Report 2.1 - Justice and Guilt in AIM
Yes please revise the report
Report 2.1: Justice and Guilt in AIM (Revised)
1. EXECUTIVE SUMMARY
Redesigning justice systems using the AIM (Appetites, Intrinsic Motivation, Mimetic Desire) Framework transforms justice from retributive and deterrence models to restorative, source-specific interventions focused on restoring needs. Under AIM, imprisonment is reserved exclusively for cases where the offender presents a demonstrable ongoing threat to public safety and cannot be safely reintegrated through restoration of appetites (A), enablement of intrinsic motivation (I), or containment of mimetic drives (M). Most criminal behaviour reflects:
- A Deprivation: Unmet physiological needs (e.g., food, shelter, healthcare)
- I Suppression: Blocked pathways for autonomy and agency
- M Escalation: Status-seeking or rivalry triggers
Current systems conflate these drivers, responding with uniform punishment. The AIM approach restores victims and offenders by addressing root causes, reserving custodial sentences for genuine public protection needs, not for punishment or symbolic deterrence.
2. PROBLEM FRAMING THROUGH A/I/M
Traditional justice frames guilt as a binary moral/legal transgression met with automatic punishment, often imprisonment. AIM reframes:
- Theft from hunger (A): Needs food security, not prison.
- Violence from blocked autonomy (I): Needs capability building—education and agency, not humiliation.
- Status crimes (M): Require audience removal—private proceedings avoid glorification.

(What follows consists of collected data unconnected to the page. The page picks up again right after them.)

PR #752, opened 2020-04-02
HDDS-3319. Handle HA for BasicOzoneClientAdapterImpl#renew/cancel().

xiaoyuyao:
Fix the token renew and cancel logic in the Renewer class. By adding omserviceId into OzoneTokenIdentifier. This way, the renewer can renew and cancel the token without referring any additional ozone uri.
 
Fix the ozone token tool to support get/renew/cancel token in secure om ha setup.

https://issues.apache.org/jira/browse/HDDS-3319

## How was this patch tested?
Test with the private build in real cluster using ozone token tool and the distcp. 
Before the fix, the YARN RM will stuck due to the omservice id is not being used to connect to the om proxy up job submit to renew the ozone token. After the fix, the distcp will be able to finish successfully.

### DIFF
--- a/hadoop-ozone/client/src/main/java/org/apache/hadoop/ozone/client/OzoneClientFactory.java
+++ b/hadoop-ozone/client/src/main/java/org/apache/hadoop/ozone/client/OzoneClientFactory.java
@@ -18,6 +18,8 @@
 
 package org.apache.hadoop.ozone.client;
 
+import java.io.ByteArrayInputStream;
+import java.io.DataInputStream;
 import java.io.IOException;
 import java.lang.reflect.Proxy;
 
@@ -173,7 +175,12 @@ public final class OzoneClientFactory {
   public static OzoneClient getOzoneClient(Configuration conf,
       Token<OzoneTokenIdentifier> token) throws IOException {
     Preconditions.checkNotNull(token, "Null token is not allowed");
-    String omServiceId = token.decodeIdentifier().getOmServiceId();
+    OzoneTokenIdentifier tokenId = new OzoneTokenIdentifier();
+    ByteArrayInputStream buf = new ByteArrayInputStream(
+        token.getIdentifier());
+    DataInputStream in = new DataInputStream(buf);
+    tokenId.readFields(in);
+    String omServiceId = tokenId.getOmServiceId();
     if (StringUtils.isNotEmpty(omServiceId)) {
       // new OM should always issue token with omServiceId
       if (!OmUtils.isServiceIdsDefined(conf)
--- a/hadoop-ozone/client/src/main/java/org/apache/hadoop/ozone/client/OzoneClientFactory.java
+++ b/hadoop-ozone/client/src/main/java/org/apache/hadoop/ozone/client/OzoneClientFactory.java
@@ -184,10 +184,10 @@ public final class OzoneClientFactory {
         return OzoneClientFactory.getRpcClient(omServiceId, conf);
       } else {
         // HA with mismatched service id
-        throw new IOException("Service ID specified does not match" +
-            " with " + OZONE_OM_SERVICE_IDS_KEY + " defined in the " +
-            "configuration. Configured " + OZONE_OM_SERVICE_IDS_KEY +
-            " are" + conf.getTrimmedStringCollection(
+        throw new IOException("Service ID specified " + omServiceId +
+            " does not match" + " with " + OZONE_OM_SERVICE_IDS_KEY +
+            " defined in the " + "configuration. Configured " +
+            OZONE_OM_SERVICE_IDS_KEY + " are" + conf.getTrimmedStringCollection(
             OZONE_OM_SERVICE_IDS_KEY));
       }
     } else {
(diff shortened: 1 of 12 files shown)


hadoop-ozone/ozone-manager/src/main/java/org/apache/hadoop/ozone/web/ozShell/token/GetTokenHandler.java
```diff
@@ -39,7 +40,9 @@
     description = "get a delegation token.")
 public class GetTokenHandler extends Handler {
 
-
+  @CommandLine.Parameters(arity = "1..1",
+      description = Shell.OZONE_BUCKET_URI_DESCRIPTION)
```
bharatviswa504, line 44: OZONE_BUCKET_URI_DESCRIPTION -> need to be updated as o3://om or o3://<<serviceid>>

hadoop-ozone/client/src/main/java/org/apache/hadoop/ozone/client/OzoneClientFactory.java
```diff
@@ -159,6 +163,47 @@ private static OzoneClient getRpcClient(ClientProtocol clientProtocol,
...
+   * @return
+   * @throws IOException
+   */
+  public static OzoneClient getOzoneClient(Configuration conf,
+      Token<OzoneTokenIdentifier> token) throws IOException {
+    Preconditions.checkNotNull(token, "Null token is not allowed");
+    String omServiceId = token.decodeIdentifier().getOmServiceId();
+    if (StringUtils.isNotEmpty(omServiceId)) {
+      // new OM should always issue token with omServiceId
+      if (omServiceId.equals(OzoneConsts.OM_SERVICE_ID_DEFAULT)) {
```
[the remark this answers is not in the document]
bharatviswa504: Do we need to update it to something like this  if (omServiceId.equals(OzoneConsts.OM_SERVICE_ID_DEFAULT) && !OmUtils.isOmHAServiceId(conf, omServiceId))

hadoop-ozone/client/src/main/java/org/apache/hadoop/ozone/client/OzoneClientFactory.java
```diff
@@ -159,6 +163,47 @@ private static OzoneClient getRpcClient(ClientProtocol clientProtocol,
...
+        // Non-HA
+        return OzoneClientFactory.getRpcClient(conf);
+      } else if (OmUtils.isOmHAServiceId(conf, omServiceId)) {
+        // HA with matching service id
+        return OzoneClientFactory.getRpcClient(omServiceId, conf);
+      } else {
+        // HA with mismatched service id
+        throw new IOException("Service ID specified does not match" +
```
bharatviswa504, line 187: Minor: Can we also found service ID which helps during debug

hadoop-ozone/client/src/main/java/org/apache/hadoop/ozone/client/OzoneClientFactory.java
```diff
@@ -159,6 +163,47 @@ private static OzoneClient getRpcClient(ClientProtocol clientProtocol,
...
+            "configuration. Configured " + OZONE_OM_SERVICE_IDS_KEY +
+            " are" + conf.getTrimmedStringCollection(
+            OZONE_OM_SERVICE_IDS_KEY));
+      }
+    } else {
+      // Old OM may issue token without omServiceId that should work
+      // with non-HA case
+      if (!OmUtils.isServiceIdsDefined(conf)) {
+        return OzoneClientFactory.getRpcClient(conf);
+      } else {
```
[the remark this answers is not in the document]
xiaoyuyao: The serviceID must be unique to support distcp cross clusters. In the case when token does not provide omServiceId or only the default serviceID is provided. Token renew/cancel may not be able to figure out the right OM clusters to talk to. That's the main reason that we fail here.

hadoop-ozone/client/src/main/java/org/apache/hadoop/ozone/client/OzoneClientFactory.java
xiaoyuyao: good point, will fix in the next commit.

hadoop-ozone/client/src/main/java/org/apache/hadoop/ozone/client/OzoneClientFactory.java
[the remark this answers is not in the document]
xiaoyuyao: Do we use the OM_SERVICE_ID_DEFAULT for non-HA case? My first version does not have the following logic and I thought this is purely for non-HA where we don't need this serviceID to create RPC client. 

if (omServiceId.equals(OzoneConsts.OM_SERVICE_ID_DEFAULT)) {
        // Non-HA
        return OzoneClientFactory.getRpcClient(conf);
      }

If all the HA and HA are unified, we can skip those lines and only use the second if when the omServiceId match with the local configure. Still, the default om service id is risky in cross cluster operations like distcp as I mentioned below.

hadoop-ozone/ozone-manager/src/main/java/org/apache/hadoop/ozone/web/ozShell/token/GetTokenHandler.java
xiaoyuyao: Fixed.

PR #757, opened 2020-04-02
HDDS-3332. Make Robot test invocation independent from Python version

adoroszlai:

Invoke `robot` directly, without referencing `python` command.  This allows using Python 2 or 3 depending on which version Robot Framework was installed with.  After this, we can upgrade the `ozone-runner` docker image to Python 3.

https://issues.apache.org/jira/browse/HDDS-3332

## How was this patch tested?

https://github.com/adoroszlai/hadoop-ozone/runs/555065119

### DIFF
--- a/hadoop-ozone/dist/src/main/compose/testlib.sh
+++ b/hadoop-ozone/dist/src/main/compose/testlib.sh
@@ -99,7 +99,7 @@ execute_robot_test(){
   OUTPUT_PATH="$RESULT_DIR_INSIDE/robot-$OUTPUT_NAME.xml"
   # shellcheck disable=SC2068
   docker-compose -f "$COMPOSE_FILE" exec -T "$CONTAINER" mkdir -p "$RESULT_DIR_INSIDE" \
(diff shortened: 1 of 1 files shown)


elek:
We need to update the version of the `ozone-runner` for the full fix, doesnt' we?

If yes, would to do it here in an other PR?

adoroszlai:
> I would expect that `robot` uses the same python which is used to install it (eg `pip2` --> `python`). And it seems to be strange if `robot` which is installed with `pip` can be visible for a different python version.

I expect the same.  I didn't mean that the same Robot installation can be used regardless of Python version (I don't know if that would work or not).  This change only makes it possible to install via `pip3` without breaking the test.



> We need to update the version of the `ozone-runner` for the full fix, doesnt' we?
> If yes, would to do it here in an other PR?

Yes, we need that, too.  I'd prefer a separate PR (but the same issue).

adoroszlai:
Thanks @elek for the review.  I'll submit another PR for updating the runner after a clean run in my fork.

Custodial sentences are strictly limited to cases where public safety cannot be assured by restorative intervention, ensuring that institutionalisation is not used as a default or a form of "punishment-as-theater," which otherwise amplifies mimetic escalation and trauma.
3. CORE MECHANISMS AND EQUATIONS
AIM-Based Justice Mechanisms:
- Audience Removal: Court proceedings are private to limit mimetic amplification.
- Source Diagnosis: Pre-sentence assessment identifies A, I, or M as the driver.
- Remediation Function: $\text{Remediation} = f(\text{source})$
- A-crimes → provision (food, housing)
- I-crimes → autonomy restoration (training, pathways)
- M-crimes → mimetic de-escalation (remove exposure)
- Victim Restoration Priority: A needs met, I agency respected, M dignity maintained.
- Rehabilitation Index: $\text{R}{\text{success}} = (\text{A}{\text{stable}} \times \text{I}{\text{enabled}} \times \text{M}{\text{contained}})$
- Custodial Threshold: Imprisonment is only implemented if the offender's ongoing risk to public safety cannot be managed by other restorative or containment measures.
4. EVIDENCE AND DIAGNOSTICS
- Restorative Justice Models: Evidence shows reduced recidivism and trauma when interventions focus on restoration, with custodial sentences linked to high rates of mimetic escalation and cycles of violence unless strictly applied for public safety.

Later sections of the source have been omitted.